● The problem: Each line below should be written out exactly, with none skipped.

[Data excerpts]

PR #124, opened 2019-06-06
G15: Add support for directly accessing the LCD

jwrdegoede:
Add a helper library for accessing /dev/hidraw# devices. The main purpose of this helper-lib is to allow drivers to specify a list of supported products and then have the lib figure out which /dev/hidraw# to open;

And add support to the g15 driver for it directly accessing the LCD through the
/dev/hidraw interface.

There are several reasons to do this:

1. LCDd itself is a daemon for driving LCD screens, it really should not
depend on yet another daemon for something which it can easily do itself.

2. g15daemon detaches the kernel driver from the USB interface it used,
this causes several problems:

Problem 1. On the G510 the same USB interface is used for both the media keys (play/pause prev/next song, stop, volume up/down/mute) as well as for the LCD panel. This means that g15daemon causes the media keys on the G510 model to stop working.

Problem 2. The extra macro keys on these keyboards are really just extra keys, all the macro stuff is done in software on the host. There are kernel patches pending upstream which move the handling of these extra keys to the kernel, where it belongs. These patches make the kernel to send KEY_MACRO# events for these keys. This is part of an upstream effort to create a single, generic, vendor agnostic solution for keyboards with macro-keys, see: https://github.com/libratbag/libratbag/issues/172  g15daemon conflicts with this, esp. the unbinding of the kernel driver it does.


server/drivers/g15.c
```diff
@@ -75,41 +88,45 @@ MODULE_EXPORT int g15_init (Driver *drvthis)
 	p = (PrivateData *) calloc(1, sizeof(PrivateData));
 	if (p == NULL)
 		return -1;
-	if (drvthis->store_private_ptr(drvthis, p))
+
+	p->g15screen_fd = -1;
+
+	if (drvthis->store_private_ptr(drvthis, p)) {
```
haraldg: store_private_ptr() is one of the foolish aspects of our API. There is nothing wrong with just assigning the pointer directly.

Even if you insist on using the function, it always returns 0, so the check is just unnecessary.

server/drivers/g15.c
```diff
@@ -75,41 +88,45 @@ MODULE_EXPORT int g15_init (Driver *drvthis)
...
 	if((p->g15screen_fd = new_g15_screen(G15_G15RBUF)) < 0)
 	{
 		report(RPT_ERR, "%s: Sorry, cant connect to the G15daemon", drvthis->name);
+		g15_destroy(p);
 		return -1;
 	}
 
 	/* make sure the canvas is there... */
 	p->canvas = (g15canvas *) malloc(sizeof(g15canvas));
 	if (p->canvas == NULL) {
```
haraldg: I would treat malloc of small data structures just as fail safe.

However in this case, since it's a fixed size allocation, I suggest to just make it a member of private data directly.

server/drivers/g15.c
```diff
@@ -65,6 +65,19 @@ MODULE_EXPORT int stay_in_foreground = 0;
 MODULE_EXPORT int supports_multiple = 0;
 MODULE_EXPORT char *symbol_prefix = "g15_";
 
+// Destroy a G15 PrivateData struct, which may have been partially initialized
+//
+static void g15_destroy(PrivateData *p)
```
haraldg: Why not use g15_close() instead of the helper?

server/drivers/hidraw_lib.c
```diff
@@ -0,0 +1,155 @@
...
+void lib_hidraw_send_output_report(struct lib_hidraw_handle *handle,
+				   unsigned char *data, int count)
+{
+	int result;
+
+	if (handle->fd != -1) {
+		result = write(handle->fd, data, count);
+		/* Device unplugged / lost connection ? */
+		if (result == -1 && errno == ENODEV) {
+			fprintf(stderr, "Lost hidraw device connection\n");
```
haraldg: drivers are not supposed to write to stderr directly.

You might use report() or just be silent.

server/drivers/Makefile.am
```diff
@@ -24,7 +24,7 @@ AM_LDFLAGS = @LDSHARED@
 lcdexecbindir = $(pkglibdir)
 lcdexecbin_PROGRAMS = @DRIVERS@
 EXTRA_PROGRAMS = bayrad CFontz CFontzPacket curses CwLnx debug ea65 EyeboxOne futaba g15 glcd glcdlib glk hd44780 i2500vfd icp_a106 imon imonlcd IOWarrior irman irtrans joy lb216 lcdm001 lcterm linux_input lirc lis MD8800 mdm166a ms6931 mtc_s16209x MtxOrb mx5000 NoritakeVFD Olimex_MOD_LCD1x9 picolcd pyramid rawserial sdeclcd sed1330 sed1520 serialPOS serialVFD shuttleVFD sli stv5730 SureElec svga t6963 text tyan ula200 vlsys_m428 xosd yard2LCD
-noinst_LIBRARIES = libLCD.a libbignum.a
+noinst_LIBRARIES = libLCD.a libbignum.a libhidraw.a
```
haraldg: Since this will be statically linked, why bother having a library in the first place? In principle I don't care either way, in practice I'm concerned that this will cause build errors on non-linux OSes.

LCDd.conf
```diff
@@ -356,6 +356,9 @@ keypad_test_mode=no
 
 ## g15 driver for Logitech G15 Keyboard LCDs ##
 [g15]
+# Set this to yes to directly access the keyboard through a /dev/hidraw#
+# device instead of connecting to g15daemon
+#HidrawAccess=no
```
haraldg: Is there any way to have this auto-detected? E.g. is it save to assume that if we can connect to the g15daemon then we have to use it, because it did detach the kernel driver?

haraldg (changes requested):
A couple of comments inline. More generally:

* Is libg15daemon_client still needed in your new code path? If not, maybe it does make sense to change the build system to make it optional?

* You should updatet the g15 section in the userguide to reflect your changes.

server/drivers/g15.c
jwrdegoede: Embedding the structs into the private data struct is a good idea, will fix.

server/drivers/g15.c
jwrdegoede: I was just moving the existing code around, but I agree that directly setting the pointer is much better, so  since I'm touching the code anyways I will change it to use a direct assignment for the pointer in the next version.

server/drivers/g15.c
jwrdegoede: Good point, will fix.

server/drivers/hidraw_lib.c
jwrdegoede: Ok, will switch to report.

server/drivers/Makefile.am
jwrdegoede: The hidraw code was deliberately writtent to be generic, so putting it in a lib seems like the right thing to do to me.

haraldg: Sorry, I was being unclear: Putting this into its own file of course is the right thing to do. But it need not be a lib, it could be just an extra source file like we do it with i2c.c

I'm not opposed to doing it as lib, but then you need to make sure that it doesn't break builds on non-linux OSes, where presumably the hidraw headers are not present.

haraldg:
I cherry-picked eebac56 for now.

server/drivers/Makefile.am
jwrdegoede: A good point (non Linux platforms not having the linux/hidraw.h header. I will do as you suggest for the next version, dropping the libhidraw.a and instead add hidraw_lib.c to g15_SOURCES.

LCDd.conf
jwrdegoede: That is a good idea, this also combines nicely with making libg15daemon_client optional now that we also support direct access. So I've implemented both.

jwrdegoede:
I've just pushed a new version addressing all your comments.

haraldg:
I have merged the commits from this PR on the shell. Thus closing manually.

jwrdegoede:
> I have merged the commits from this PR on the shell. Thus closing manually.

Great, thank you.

● Written response:
PR #124, opened 2019-06-06
G15: Add support for directly accessing the LCD

jwrdegoede:
Add a helper library for accessing /dev/hidraw# devices. The main purpose of this helper-lib is to allow drivers to specify a list of supported products and then have the lib figure out which /dev/hidraw# to open;

And add support to the g15 driver for it directly accessing the LCD through the
/dev/hidraw interface.

There are several reasons to do this:

1. LCDd itself is a daemon for driving LCD screens, it really should not
depend on yet another daemon for something which it can easily do itself.

2. g15daemon detaches the kernel driver from the USB interface it used,
this causes several problems:

Problem 1. On the G510 the same USB interface is used for both the media keys (play/pause prev/next song, stop, volume up/down/mute) as well as for the LCD panel. This means that g15daemon causes the media keys on the G510 model to stop working.

Problem 2. The extra macro keys on these keyboards are really just extra keys, all the macro stuff is done in software on the host. There are kernel patches pending upstream which move the handling of these extra keys to the kernel, where it belongs. These patches make the kernel to send KEY_MACRO# events for these keys. This is part of an upstream effort to create a single, generic, vendor agnostic solution for keyboards with macro-keys, see: https://github.com/libratbag/libratbag/issues/172  g15daemon conflicts with this, esp. the unbinding of the kernel driver it does.


server/drivers/g15.c
```diff
@@ -75,41 +88,45 @@ MODULE_EXPORT int g15_init (Driver *drvthis)
 	p = (PrivateData *) calloc(1, sizeof(PrivateData));
 	if (p == NULL)
 		return -1;
-	if (drvthis->store_private_ptr(drvthis, p))
+
+	p->g15screen_fd = -1;
+
+	if (drvthis->store_private_ptr(drvthis, p)) {
```
haraldg: store_private_ptr() is one of the foolish aspects of our API. There is nothing wrong with just assigning the pointer directly.

Even if you insist on using the function, it always returns 0, so the check is just unnecessary.

server/drivers/g15.c
```diff
@@ -75,41 +88,45 @@ MODULE_EXPORT int g15_init (Driver *drvthis)
...
 	if((p->g15screen_fd = new_g15_screen(G15_G15RBUF)) < 0)
 	{
 		report(RPT_ERR, "%s: Sorry, cant connect to the G15daemon", drvthis->name);
+		g15_destroy(p);
 		return -1;
 	}
 
 	/* make sure the canvas is there... */
 	p->canvas = (g15canvas *) malloc(sizeof(g15canvas));
 	if (p->canvas == NULL) {
```
haraldg: I would treat malloc of small data structures just as fail safe.

However in this case, since it's a fixed size allocation, I suggest to just make it a member of private data directly.

server/drivers/g15.c
```diff
@@ -65,6 +65,19 @@ MODULE_EXPORT int stay_in_foreground = 0;
 MODULE_EXPORT int supports_multiple = 0;
 MODULE_EXPORT char *symbol_prefix = "g15_";
 
+// Destroy a G15 PrivateData struct, which may have been partially initialized
+//
+static void g15_destroy(PrivateData *p)
```
haraldg: Why not use g15_close() instead of the helper?

server/drivers/hidraw_lib.c
```diff
@@ -0,0 +1,155 @@
...
+void lib_hidraw_send_output_report(struct lib_hidraw_handle *handle,
+				   unsigned char *data, int count)
+{
+	int result;
+
+	if (handle->fd != -1) {
+		result = write(handle->fd, data, count);
+		/* Device unplugged / lost connection ? */
+		if (result == -1 && errno == ENODEV) {
+			fprintf(stderr, "Lost hidraw device connection\n");
```
haraldg: drivers are not supposed to write to stderr directly.

You might use report() or just be silent.

server/drivers/Makefile.am
```diff
@@ -24,7 +24,7 @@ AM_LDFLAGS = @LDSHARED@
 lcdexecbindir = $(pkglibdir)
 lcdexecbin_PROGRAMS = @DRIVERS@
 EXTRA_PROGRAMS = bayrad CFontz CFontzPacket curses CwLnx debug ea65 EyeboxOne futaba g15 glcd glcdlib glk hd44780 i2500vfd icp_a106 imon imonlcd IOWarrior irman irtrans joy lb216 lcdm001 lcterm linux_input lirc lis MD8800 mdm166a ms6931 mtc_s16209x MtxOrb mx5000 NoritakeVFD Olimex_MOD_LCD1x9 picolcd pyramid rawserial sdeclcd sed1330 sed1520 serialPOS serialVFD shuttleVFD sli stv5730 SureElec svga t6963 text tyan ula200 vlsys_m428 xosd yard2LCD
-noinst_LIBRARIES = libLCD.a libbignum.a
+noinst_LIBRARIES = libLCD.a libbignum.a libhidraw.a
```
haraldg: Since this will be statically linked, why bother having a library in the first place? In principle I don't care either way, in practice I'm concerned that this will cause build errors on non-linux OSes.

LCDd.conf
```diff
@@ -356,6 +356,9 @@ keypad_test_mode=no
 
 ## g15 driver for Logitech G15 Keyboard LCDs ##
 [g15]
+# Set this to yes to directly access the keyboard through a /dev/hidraw#
+# device instead of connecting to g15daemon
+#HidrawAccess=no
```
haraldg: Is there any way to have this auto-detected? E.g. is it save to assume that if we can connect to the g15daemon then we have to use it, because it did detach the kernel driver?

haraldg (changes requested):
A couple of comments inline. More generally:

* Is libg15daemon_client still needed in your new code path? If not, maybe it does make sense to change the build system to make it optional?

* You should updatet the g15 section in the userguide to reflect your changes.

server/drivers/g15.c
jwrdegoede: Embedding the structs into the private data struct is a good idea, will fix.

server/drivers/g15.c
jwrdegoede: I was just moving the existing code around, but I agree that directly setting the pointer is much better, so  since I'm touching the code anyways I will change it to use a direct assignment for the pointer in the next version.

server/drivers/g15.c
jwrdegoede: Good point, will fix.

server/drivers/hidraw_lib.c
jwrdegoede: Ok, will switch to report.

server/drivers/Makefile.am
jwrdegoede: The hidraw code was deliberately writtent to be generic, so putting it in a lib seems like the right thing to do to me.

haraldg: Sorry, I was being unclear: Putting this into its own file of course is the right thing to do. But it need not be a lib, it could be just an extra source file like we do it with i2c.c

I'm not opposed to doing it as lib, but then you need to make sure that it doesn't break builds on non-linux OSes, where presumably the hidraw headers are not present.

haraldg:
I cherry-picked eebac56 for now.

server/drivers/Makefile.am
jwrdegoede: A good point (non Linux platforms not having the linux/hidraw.h header. I will do as you suggest for the next version, dropping the libhidraw.a and instead add hidraw_lib.c to g15_SOURCES.

LCDd.conf
jwrdegoede: That is a good idea, this also combines nicely with making libg15daemon_client optional now that we also support direct access. So I've implemented both.

jwrdegoede:
I've just pushed a new version addressing all your comments.

haraldg:
I have merged the commits from this PR on the shell. Thus closing manually.

jwrdegoede:
> I have merged the commits from this PR on the shell. Thus closing manually.

Great, thank you.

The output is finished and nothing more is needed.